The stated purpose of the U.N. was to use rational dialogue and cooperation to promote world peace and foster human progress and development. The United Nations Charter stressed the inseparable linkage between the promotion of world peace and respect for human rights and listed the promotion of protection of human rights and the upholding of international peace and security as parallel objectives.
The enshrinement and realization of the concept of human rights is a crucially important trend in the development of human civilization and respect for human rights has already become a cornerstone of modern international law and a mainstream value in international political development.
The global human rights movement inherits the progress in developing the concepts of human rights and the progressive tradition of striving for respect for human respect, democracy, liberty and equality. The pursuit of human rights also acted as a decisive motive force behind Taiwan's own democratic movement, a role symbolized by the symbol of the Tangwai (non-Kuomintang) movement - the fist of struggle circled by laurel leaves and undergird by the Chinese characters for human rights.
The reasons why the call for human rights has exercised such appeal in Taiwan include both the decades of oppression and violation of human rights under the former KMT authoritarian regime and the related gap between the existing mentalities and institutions in Taiwan and the ideals of human rights and human dignity.
The realization of basic rights of democracy, freedom and protection for fundamental human rights is the most important difference between Taiwan and the People's Republic of China.
Mass exploitation of workers
Speaking after viewing a documentary film on the oral history of victims of the Kuomintang's "white terror" period, Chen related that the touted economic "miracle" of the KMT era was achieved at the price of "the tragic fate and blood and tears" of thousands of victims of political oppression, not to mention the exploitation of Taiwan's millions of workers and farmers.
This month's tragedy of the slaughter of tens of farmers in Shanwei, Guangdong Province by PRC security forces while demonstrating against a power plant illustrates that the PRC is following the same tragic path, written on an even vaster scale.

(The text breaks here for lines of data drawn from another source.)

PR #533, opened 2025-02-11
feat: OData implicit globals detection (JS/TS)

matz3:
Also improves the existing detection in XML which now also detects multiple function calls within one binding.

JIRA: CPOUI5FOUNDATION-1008


src/linter/binding/lib/ExpressionParser.js
```diff
@@ -939,7 +941,8 @@ export default {
 		return {
 			result: {
 				// formatter: formatter,
-				parts: oTokens.parts
+				parts: oTokens.parts,
+				tokens: oTokens.tokens
```
d3xter666, line 945: This is a modification to the original file. Please annotate it

d3xter666 (changes requested):

src/linter/binding/lib/ExpressionParser.js
```diff
@@ -929,7 +929,9 @@ export default {
 
 		/* UI5 LINTER MODIFICATION:
 			Disabled the next few formatter-related lines.
-			The ExpressionParser formatter function is not required for linting purposes
+			The ExpressionParser formatter function is not required for linting purposes.
+
+			Instead, the tokens are returned to allow linting the individual parts of the expression.
```
matz3, line 934: here is the annotation

d3xter666 (dismissed):

d3xter666 (approved):

PR #541, opened 2025-02-14
feat(binding): Add detection for composite bindings (parts)

matz3:
JIRA: CPOUI5FOUNDATION-1012


src/linter/binding/BindingLinter.ts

After decades of struggle, the Taiwan people have achieved a democratic society, while far from perfect, is governed based on the consent of the people as expressed in regular elections, while in China, Hong Kong and several other Asian neighbors, the people enjoy only the tenuous rights that are "given" to them by their respective regimes.
This gap remains the fundamental gulf between Taiwan and the PRC, but while the people of the PRC are faced with the question of whether they will achieve democracy or fall into deeper chaos, the questions faced by Taiwan's democratic society are becoming more complex.

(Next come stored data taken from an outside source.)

PR #546, opened 2025-02-17
fix: False-positives for requestCurrencyCodes/requestUnitsOfMeasure

matz3:
Follow-up of https://github.com/SAP/ui5-linter/pull/481

### DIFF
--- a/src/linter/binding/BindingLinter.ts
+++ b/src/linter/binding/BindingLinter.ts
@@ -43,6 +43,7 @@ export default class BindingLinter {
 				this.checkForGlobalReference(eventHandler, requireDeclarations, position);
 			}
 		}
+
 		if (path) {
 			// Check for computed annotations (@@ syntax)
 			const atAtIndex = path.indexOf("@@");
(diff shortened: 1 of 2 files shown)


src/linter/binding/BindingLinter.ts
```diff
@@ -43,8 +43,10 @@ export default class BindingLinter {
 				this.checkForGlobalReference(eventHandler, requireDeclarations, position);
 			}
 		}
-		if (path) {
-			// Check for computed annotations (@@ syntax)
+
+		// Check for computed annotations (@@ syntax)
+		// Exclude built-in paths for currency and units of measure (see ODataMetaModel.getCodeListTerm)
+		if (path && path !== "/##@@requestCurrencyCodes" && path !== "/##@@requestUnitsOfMeasure") {
```
codeworrior, line 49: Syntax-wise, the two built-in functions are not limited to the root path. They are resolved as built-in functions whenever they occur after "@@". See https://github.com/SAP/openui5/blob/master/src/sap.ui.core/src/sap/ui/model/odata/v4/ODataMetaModel.js#L1268-L1274.

However, their implementation complains if the path is not the root path - if I get the source right.

codeworrior (dismissed):
LGTM.

src/linter/binding/BindingLinter.ts
matz3: Thanks. I haven't checked the code in that detail, but based on that I would handle the function in general, not only as root path. I've updated the commit.

codeworrior (approved):
LGTM, thanks!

In the wake of the realization of Taiwan's basic democratization, the concept of human rights has naturally expanded its operation range from the political sphere, but there remain major misunderstandings about what constitutes respect or fostering of human rights.
For example, many people may believe that extensive reporting in news media about the poverty of individual disadvantaged families and a resulting influx of charitable donations is a sign of respect for human rights, but that is not quite the case. Besides measures to promote employment, more to the point would be the promotion of reasonable working environments with protection for the rights of workers, including the so-called "three rights of labor" to assemble and organize trade unions, engage in collective bargaining and, if necessary, to strike.
Private businesses can also violate freedoms
Otherwise, the fostering of the provision of considerable income to people who do not work when employment opportunities are available would create other types of inequities. For example, the discussion of the campaign by the governing Democratic Progressive Party and media reform groups to realize the goal of effecting the withdrawal of political parties, notably the KMT, the government and the military out of direct ownership and management of electronic media has neglected the fact that the intervention of private businesses can also violate the values of news freedom and accuracy in reporting.
Therefore, whether news media should be state or publically owned or financially supported by political parties or the government is no longer the only or most decisive issue as it appeared to be during the decades of monopoly control by the KMT over the print and electronic media.
What is now more critical is whether the function of the news media as a "fourth estate" of society, particularly in terms of the objectivity and autonomy of news reporting and editorial content, is really free from external interference from both political censorship and no less improper domination by corporate interests.
Realizing the liberation of news media from political control only to leave journalistic functions vulnerable to improper and unethical manipulation by private enterprises would make a mockery of the goal of media reform and violate in substance, if not in form, the human rights of citizens for the provision of knowledge and channels for free expression by autonomous, fair and ethical news media. The complexities of protecting human rights in a complex democratic society such as Taiwan needs to be faced by our society.
We therefore support the call issued on December 10 by the "21st Century Constitutional Reform Alliance" for the inclusion of a wide range of human rights issues in the next phase of constitutional reforms, including issues such as rights in the field of equality, social welfare, political participation, basic administrative and judicial procedures, the right of asylum rights for foreigners and the right of resistance.